Hot Topics

Budget 2021: What India is expecting this year from Nirmala Sitharaman?

Nirmala Sitharaman will present Budget 2021 on February 1


 

The Union Budget 2021 is scheduled to be presented by Finance Minister Nirmala Sitharaman in Parliament on February 1, 2021. The Finance Minister has promised a never before like Union Budget as the NDA government looks to give a further boost to the Indian economy. The country is hoping to recover from the COVID-19 global pandemic that ravaged almost every sector. The onus is on Nirmala Sitharaman who is expected to bring big relief to sectors that need budgetary support to recover and bring relief for common people as well.

2021 is a big year after the pandemic as common people are looking up to Modi government for various incentives, subsidies, tax cuts, easier credit access and other benefits to cope up with the losses due to coronavirus pandemic.

 

Massive boost for construction and affordable housing on its way

The finance minister may look for a massive boost for the affordable housing sector and construction. As per the reports, the government is likely to liberalise FDI (Foreign Direct Investment) rules in construction and give a boost to home buyers.  An allocation for a credit-linked subsidy is expected in the Budget 2021. In the previous budget in 2020, FM Sitharaman had proposed to extend the benefit of additional deduction of Rs 1.5 lakh on interest paid on affordable housing loans by the year to March 2021.

 

Bringing back jobs in the market

Many people lost their jobs after the COVID-19 lockdown when companies tried to cut down costs in 2020. While some jobs have been reclaimed, few people are still looking for a source of income. The Modi government would look to boost construction and infrastructure which could also lead to the growth in jobs.

 

Read more: Week Highlights: From Impeachment of Trump to ninth rounds of talk, here’s the week round

 

budget 2020

Smartphones, electronic items could get costlier

Finance Minister Nirmala Sitharaman is set to hike import duties on more than 50 items including the likes of electronic items, mobile phones and others. As per the report, the hike could be range between 5 to 10 per cent.

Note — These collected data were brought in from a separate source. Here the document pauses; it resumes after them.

PR #1645, opened 2018-03-04
Fix bug #1640 - Method implementation is not atomic

### LINKED ISSUE #1640: Method implementation is not atomic.
#### Category
[x ] Bug
[ ] Enhancement

#### Environment
[ x] Office 365 / SharePoint Online
[ x] SharePoint 2016
[ x] SharePoint 2013

https://github.com/sharepoint/PnP-Sites-Core/blob/dev/Core/OfficeDevPnP.Core/Extensions/TaxonomyExtensions.cs#L1672

Code sets field on listitem, however never commits this change through update and ExecuteQueryRetry. While it is to be assumed that the user will do this later in the calling flow, this is an assumption which is not guaranteed, especially given that methods in PnP are atomic, if not otherwise stated.

TeodoraI:
| Q                    | A
| --------------- | ---
| Bug fix?           | yes
| New feature?  | no
| New sample?  | no
| Related issues?  | fixes #1640

Bug #1640 - Method implementation is not atomic. Added update and execute in the method SetFieldValueByLabelGuidPair. Removed additional updates in methods SetTaxonomyFieldValue & SetTaxonomyFieldValues which use SetFieldValueByLabelGuidPair.


TeodoraI:
Fix #1640 - Method implementation is not atomic and removed not needed updates of the item

wobba:
@TeodoraI If you remove execute query on those two methods, you will break update for people using those methods. I do agree that an executequery should be added to `SetFieldValueByLabelGuidPair` though if that is the method you are using directly. An optimization could be to add `clientContext.HasPendingRequest` in the two existing methods calling `SetFieldValueByLabelGuidPair`.

TeodoraI:
@wobba, I reviewed again the two methods that use `SetFieldValueByLabelGuidPair` . 

First one - `SetTaxonomyFieldValue` has get query followed by execute. Then there is a if-else in both cases calling `SetFieldValueByLabelGuidPair` method which updates and executes the query. So this will not break and works as expected.

Second one - `SetTaxonomyFieldValues` has again get query followed by execute. Then we have if-else statement. The if statement contains string operations and calling `SetFieldValueByLabelGuidPair` method with the value from the string operations. In the else statement an error is thrown.

`SetFieldValueByLabelGuidPair` is not used anywhere else.

In conclusion, I do not believe removal will break anything because the code clearly does not have any pending requests.

wobba:
True that `SetFieldValueByLabelGuidPair` is not used anywhere else, but it's a public method in a public class, so anyone out there might be using it. If it had been internal, no problem.

TeodoraI:
I removed the update and execute in `SetTaxonomyFieldValue`  and `SetTaxonomyFieldValues` which do not have any pending requests or updates. Is there a reason why it is required?

wobba:
My bad.. took a closer look, and your code looks correct - ensuring an update for all of them.

Issue #1617, opened 2018-02-26
Deadlocks everywhere in PnP Core!!


OliverZeiser:
#### Category
[X] Bug
[X] Enhancement

#### Environment
[X] Office 365 / SharePoint Online

#### Expected or Desired Behavior
PnP Core methods should work no matter if they are called from an MVC or Console or whatever application...

#### Observed Behavior
Many of the newer methods in PnP Core library do not work when using them from an application that has an UI Thread. So putting it the other way, it only works from a console application and that includes the unit tests....
Newer methods in PnP Core that use the Rest API (/_api/XXX) instead of csom are using PnPHttpProvider or a different HttpClient and make async requests using await httpClient.SendAsync(...
But higher up the stack, those are often beeing called within a Task.Run(() => ....
This can lead to deadlocks when using PnP Core with applications that have an UI thread.
You can read more about this here for example: https://blog.stephencleary.com/2012/07/dont-block-on-async-code.html

#### Steps to Reproduce
Call the new AvailbleClientSideComponents() method from an MVC Application for example. Try to make multiple Calls and test it within a sync and also an async MVC Action. You will see that some requests will never bring there response back and end up in a deadlock.

```
            var page = new ClientSidePage(ctx);
            var components = page.AvailableClientSideComponents();
```

#### Possible Fix

Use httpClient.SendAsync().ConfigureAwait(false) or use async all the way up the stack and let us call the async methods directly!

seriewe:
Same Issue https://github.com/SharePoint/PnP-Sites-Core/issues/1537

jansenbe:
@OliverZeiser , @seriewe , @biste5 : I've updated the dev version to (hopefully) handle these deadlocks via https://github.com/SharePoint/PnP-Sites-Core/commit/5dc3e51ebb66c4c55f6f059a2dae0de03a9891ed. This is based on the work described in https://blogs.msdn.microsoft.com/benwilli/2017/02/09/an-alternative-to-configureawaitfalse-everywhere. Combined with that I've added some additional Async method versions as well.

Please give the dev branch version a try and see if fixes the issue in your applications. Thanks for testing.

OliverZeiser:
@jansenbe It seems to work, but there is one major issue now. I think you forgot to add the `await new SynchronizationContextRemover();`

asumner:
It appears as though this issue was resolved, why is it still open? @jansenbe

jansenbe:
Closing as this is resolved

PR #1352, opened 2017-09-21
Fixed deadlock on extracting webhook subscription on lists.

TanmayDharmaraj:
| Q               | A
| --------------- | ---
| Bug fix?       | yes
| New feature?    | no
| New sample?      | no
| Related issues?  | #1343 

#### What's in this Pull Request?
Provisioning template deadlocks when extracting web hook subscriptions for lists via an async API. 
Had to use Task.Run specifically because it is not possible to make the ExtractObjects method async as it would warrant a change in all classes implementing this interface.

PR #1649, opened 2018-03-06
adding ConfigureAwait(false) for ExecuteQueryAsync calls

biste5:
| Q               | A
| --------------- | ---
| Bug fix?        |  yes
| New feature?    | no
| New sample?      | no
| Related issues?  | could be related to #1617 

In libraries, in general, it is good practice to use ConfigureAwait(false) with async/await to detach the calling context and avoid deadlocks
Here the fixed implementation for ExecuteQueryRetry

In some way already mentioned in #1352 , and here
https://twitter.com/lsspdev/status/962780144707481602

I know that it's actually quite a lot of references, for a small change, but please review the change too ;)

Massimo

### DIFF
--- a/Core/OfficeDevPnP.Core/Extensions/ClientContextExtensions.cs
+++ b/Core/OfficeDevPnP.Core/Extensions/ClientContextExtensions.cs
@@ -69,9 +69,9 @@ namespace Microsoft.SharePoint.Client
         /// <param name="retryCount">Number of times to retry the request</param>
         /// <param name="delay">Milliseconds to wait before retrying the request. The delay will be increased (doubled) every retry</param>
         /// <param name="userAgent">UserAgent string value to insert for this request. You can define this value in your app's config file using key="SharePointPnPUserAgent" value="PnPRocks"></param>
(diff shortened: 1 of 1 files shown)


jansenbe:
Hi Massimo, good feedback and indeed this is something we need to fix. Currently doing some research and looking into https://blogs.msdn.microsoft.com/benwilli/2017/02/09/an-alternative-to-configureawaitfalse-everywhere/ as way to have an easier/better fix.

biste5:
Hi Bert,
cool. I wanted to add some more details in my PR, but it can get a bit complex and long to explain.
Very good info anyway in that article. I have some experience on this done with mobile app development, where there it is more serious as sometime we deal with UI threads, and so you need to know where to detach context (with ConfigureAwait false), and where not to.

Feel free to ask for more info, or to discuss more directly, or if you need help in discussing a possible approach to fix, and eventual best practice for the future.

Massimo

jansenbe:
Closing this one as there's a (hopefully) correct solution. See notes of https://github.com/SharePoint/PnP-Sites-Core/issues/1617 for more context. We can re-open this PR if the done changes are insufficient.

The Indian government is set to hike import duties on more than 50 items including smartphones, electronic items and others.

 

Income tax deductions

While many people lost their jobs, some had to undergo a salary cut across the country due to the COVID-19 pandemic. The finance minister would be looking at possible ways to put more disposable income in the hands of the people. As per the reports, this year’s budget might take forward the relief announced with the Atma Nirbhar (self-reliant) package by making the basic tax exemption limit for an individual to Rs 5 lakh from the present 2.5 lakh.

So far, the present government has pushed for a rebate on all payable taxes, the basic tax exemption limit has been the same. The report also said that a higher standard deduction could also be possible – from the current Rs 50,000 to between Rs 75,000 to Rs 1,00,000. The Modi government could ask for a COVID cess from high-income earners.

 

Healthcare could be on the top priority list

The COVID-19 pandemic has shown us that we need better healthcare infrastructure and facilities in the country. Given the importance of it, the finance minister might focus on it. The Credit Suisse report said that we may see a jump in healthcare spending in this year’s budget.

As per the analysts at Sharekhan, we could see the extension of tax benefits under Section 35AD within the healthcare stimulus. It is expected that there could be an increase in deduction under section 80D of mediclaim premium to be increased to Rs fifty thousand for self and spouse and will remain fifty thousand for dependent parents.

 

Raise the divestment target

As the country is looking to boost the economy and bring negative growth back on track, we can expect an increase in divestment targets for the year. A report indicated that the government may raise its divestment target to Rs 2.5 lakh crore to 3 lakh crore. It is planning to achieve the same with the pending privatization of government-owned entities like BPCL, Shipping Corp, Air India and Concor.

The government has set a target of Rs 2.1 lakh crore in the budget 2020, but it could manage only Rs 13,844.40 crore.

 

Digital payments encouragement

Apart from tax exemption and more spending on health infrastructure, common people are expecting the government to continue its initiative to improve internet connectivity and infrastructure in Tier II and Tier III cities. This will promote more digital payments and will improve credit accessibility.

Experts say financial literacy and digital literacy are important to push the next wave of digital payments. The government should offer tax breaks and incentives to platforms that invest in digital literacy, customer awareness and financial literacy initiatives. The government should also look to push for operationalizing the centralized KYC database. It will lower the cost of customer acquisition and help in increasing financial and credit access.